Source material Block Start

PR #3615, opened 2022-07-22
Uncomment asserts for namespaced elements in note rss test

AntonKhorev:
They were commented out probably because they weren't working. They weren't working because `:` had to be replaced by `|` in element name selectors.


tomhughes:
Is that some standard CSS thing or some special assert_select hack?

tomhughes:
Ah yes it's a CSS thing.

HolgerJeromin:
You always learn something new. Thanks

https://developer.mozilla.org/en-US/docs/Web/CSS/@namespace

gravitystorm:
@AntonKhorev thanks for this, that's new to me too!

PR #3617, opened 2022-07-23
Don't add title to note marker if note has no visible comments

AntonKhorev:
Fixes javascript errors when the note layer is enabled and there's a note without comments.


HolgerJeromin (approved):

gravitystorm:
Why are there even notes available with no visible comments? What does that even mean for a note, conceptually?

I would have thought if the special first comment was hidden, the concept would be for the entire Note to be hidden. When you hide a diary entry, for example, we don't show a blank entry with the list of comments remaining.

maro-21:
Can you merge it?

nenad-vujicic (approved):
This works great on my side. Thanks!

AntonKhorev:
Shouldn't be necessary after #5576.

Issue #1115, opened 2015-12-21
Language switcher on the homepage


planemad:
Got a query from a teacher in India on how to get his students to sign up on localized version of the OSM website.

Currently this does not seem possible and everyone is forced to use the English version till they are logged in and can access the language settings.

How about integrating the [jquery universal language selector](https://github.com/wikimedia/jquery.uls) into the website. This will allow easy switching between any language in the world in a more usable way than having to know your language ISO code.

The uls is available on all Wikimedia sites and has been well optimized for performance.

tomhughes:
We have long wanted to include a selector, the problem is not the technology to do so, it's finding screen real estate for the selector.

In any case, we use the browser language preferences when users aren't signed in, so I'm not sure why you are seeing such a problem unless you are dealing with poorly configured browsers.

tomhughes:
That jquery thing certainly looks much more heavyweight than anything I was imagining.

planemad:
Some of the features in the ULS:
- Supports all Mediawiki supported languages
- Languages grouped according to region and script type
- Multilingual search
- Intelligent list based on user location
- Extensively tested for usability with users who dont know English

To my knowledge its the most usable language selection list anyone has made till date. It could certainly use some trimming though, but the core works well.

planemad:
> so I'm not sure why you are seeing such a problem unless you are dealing with poorly configured browsers

Yes it is a case of poorly configured browsers. Unfortunately if the only language you know well is an Indic language and are a new computer user, its not very easy to navigate to these settings.

tomhughes:
I did look at it, but it's quite hard even to figure out which bits of it are source and which bits are the files we would actually need to deploy. I think it's just the src, css and images directories we would need, but it's by no means clear.

I also found it quite hard to use myself, because many of the languages are only shown in their native scripts, which is fine for a native speaker but not very helpful for somebody like me trying to test it ;-)

In any case it's a major project to add it. Aside from working our the exactly how to import it into our vendor tree there needs to be somebody to design a control to trigger it, and space needs to be found for that control in our layout. We would also need to add support for a cookie based language override for non-logged in users and something to use that in preference to the browser derived language as the default when an account is created.

planemad:
Its great that its on the radar atleast. Such features makes a huge difference when talking with local government officials.

tomhughes:
I've put up a basic test site at http://locale.apis.dev.openstreetmap.org/ jquery.uls integrated. Issues include:

[...]

Issue #3547, opened 2022-05-08
Ability to change the language of the map


Ahmadhosseinbor:
### Description

I want to see the map in Persian and the names of countries, cities, POIs and streets should also be displayed in Persian, those that do not have a Persian name (tag name: fa) should be displayed in their local language

HolgerJeromin:
This is the wrong repo here.
With the many languages we need vector tiles for that.
See https://github.com/gravitystorm/openstreetmap-carto/issues/3201 for more information

Issue #2287, opened 2019-06-29
Simpler login page for people using login via Google, especially on mobile


matkoniecz:
Someone deciding to log in via Google account is assuming (at least among people that I tested) to skip most of registration form and use Gmail email as email, to not fill password.

Even selecting displayed user name may be surprising.

Would it be possible to offer simpler registration form for someone deciding to use a third party provider? For example there is no need to ask about email for someone registering via Google account, there is no need for them to create password (the may still reset password to setup one if it would be required for some purpose).

Discovered to be a major barrier during UX testing of one of OSM editors. My sample size is extremely small but people were extremely surprised to see password, email, username form after deciding to authenticate with Google.

note that on mobile unneeded forms take valuable screen space - see https://user-images.githubusercontent.com/899988/60381710-6e9c1380-9a59-11e9-98e5-d5a7ee4005dc.png

tomhughes:
We do prefill things based on the OAuth, including the email for trusted providers like gmail, and setting a password is optional in that case.

deevroman:
It seems that the results of the study were ignored https://github.com/streetcomplete/StreetComplete/issues/1470
I especially recommend paying attention to the comment https://github.com/streetcomplete/StreetComplete/issues/1470#issuecomment-526317818
I can also confirm from the experience of my friends that the current behavior is annoying. https://www.openstreetmap.org/user/TrickyFoxy/diary/399621

And I did not understand what the problem is to ask the user only the nickname and not show a huge form that the user does not expect.

matkoniecz:
> It seems that the results of the study were ignored https://github.com/streetcomplete/StreetComplete/issues/1470

Given that it was small scale, was not requested by developers here and was not very rigorous, this is not too surprising by itself.

tomhughes:
I'm not sure why we would even be expected to be aware of it given as far as I know it was never bought to our attention, or why UX testing of an unrelated app would be relevant to us.

deevroman:
Translated it inaccurately. Let's mark the conversation about this as an offtop and get back to the problem.

deevroman:
Stop-stop:) Return my first message. I corrected the translation error about the study. This did not cancel the question.

tomhughes:
Make up your damned mind. This is a closed bug anyway and the explanation given when it was closed still applies.

deevroman:
> We do prefill things based on the OAuth

[...]

PR #3618, opened 2022-07-24
Add a locale selector

tomhughes:
In light of https://www.openstreetmap.org/user/TrickyFoxy/diary/399621 I have resurrected my locale selector branch from many years ago that attempted to address #1115.

The rebased and updated version is running at https://locale.apis.dev.openstreetmap.org/ as it has been for the last N years...

Outstanding issues that we need to think about before we can consider merging this:

* Where exactly to put the trigger control and how to present it - currently I have it showing the language code to save space while Wikimedia normally show the full language name.
* What should take priority for logged in users? or maybe we just hide the control for logged in users?
* Do we need a way to clear the override (other that restarting browser, which loses the session cookie) or not? Possibly if we ignore the cookie and hide the control for logged in users then we don't?


deevroman:
There is another possible problem.
If you show this button on the main page, where there is a map, then the user can expect that the labels on the map will also change.

tomhughes:
Well they don't change for any of the existing ways of changing the locale so while that might be an issue it is not related to this PR and is off topic here.

deevroman:
Issue like this make me think so https://github.com/openstreetmap/openstreetmap-website/issues/3547

tomhughes:
Yes we are perfectly well aware that's a requested feature, but not one that is something we as authors of this repository can do anything about as we do not provide the map tiles. Hence it is out of scope of this discussion.

gravitystorm:
I'm not super keen on this, since browsers are in charge of dealing with language requests. There should (in theory, I know I know I know) be no need for language selectors. And so I find it surprising and a bit disappointing that in the linked diary post, the OP complains loudly about seeing a page in English when they have their browser set up to request pages in English. :shrug: 

However, if we choose to add one, then
* It should only appear for logged out users. We already have a system for customising language preferences for logged in users.
* I don't think there's a need for logged out users to be able to reset the override, they can just choose a different language
* We should reconsider how the logged-in language preferences work, since we'll have a nicer UI for logged out users (a dropdown) than for logged in users (a somewhat cryptic text field).

I also think we should stopped filling in the language preferences automatically. I don't agree with the logic of grabbing the browser preferences supplied when they first create an account, and using that to override their browser prefs from that point on in perpetuity. If I switch my browser to request FR then I expect the site to respect that by default, unless I've specifically chosen differently. So I think:
* We should leave the language preference blank by default, and only set it when the user does so explicitly
* For logged in users, we should use: prefs (if set) -> browser (if set) -> en 
* For logged out users we should use: override (if set) -> browser (if set) -> en

deevroman:
> Yes we are perfectly well aware that's a requested feature, but not one that is something we as authors of this repository can do anything about as we do not provide the map tiles.

You understand, I understand. But the user, as in issue, will most likely expect something else.

---

How about using the differences of the user's country (for example, by GeoIP) and browser headers for the trigger of showing language switching?

---

> when they have their browser set up to request pages in English. 🤷

From post:  _At first, for some reason, he is greeted by a page in English. <b>Well, maybe the problem is in the browser.</b> But why can’t I switch the language on the page?_

> the OP complains loudly

You say it like it was the whole post.

The lack of language switching was just a small thing that complicated the registration. There is quite a lot of text in the registration form and it is unpleasant to read it in a foreign language https://github.com/openstreetmap/openstreetmap-website/issues/2287#issuecomment-1193315720 (But there is also a Help section and everything will be in a foreign language there too...)

And if you carefully re-read the post, you can understand that the situation arose in the built-in StreetComplete browser, which does not have any settings.

---

tomhughes:
Superseded by #5201.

Source material Block End

About this exercise: Lines in the records above that carry the word "certainly" are to be located and copied.

Problem solution:
That jquery thing certainly looks much more heavyweight than anything I was imagining.
To my knowledge its the most usable language selection list anyone has made till date. It could certainly use some trimming though, but the core works well.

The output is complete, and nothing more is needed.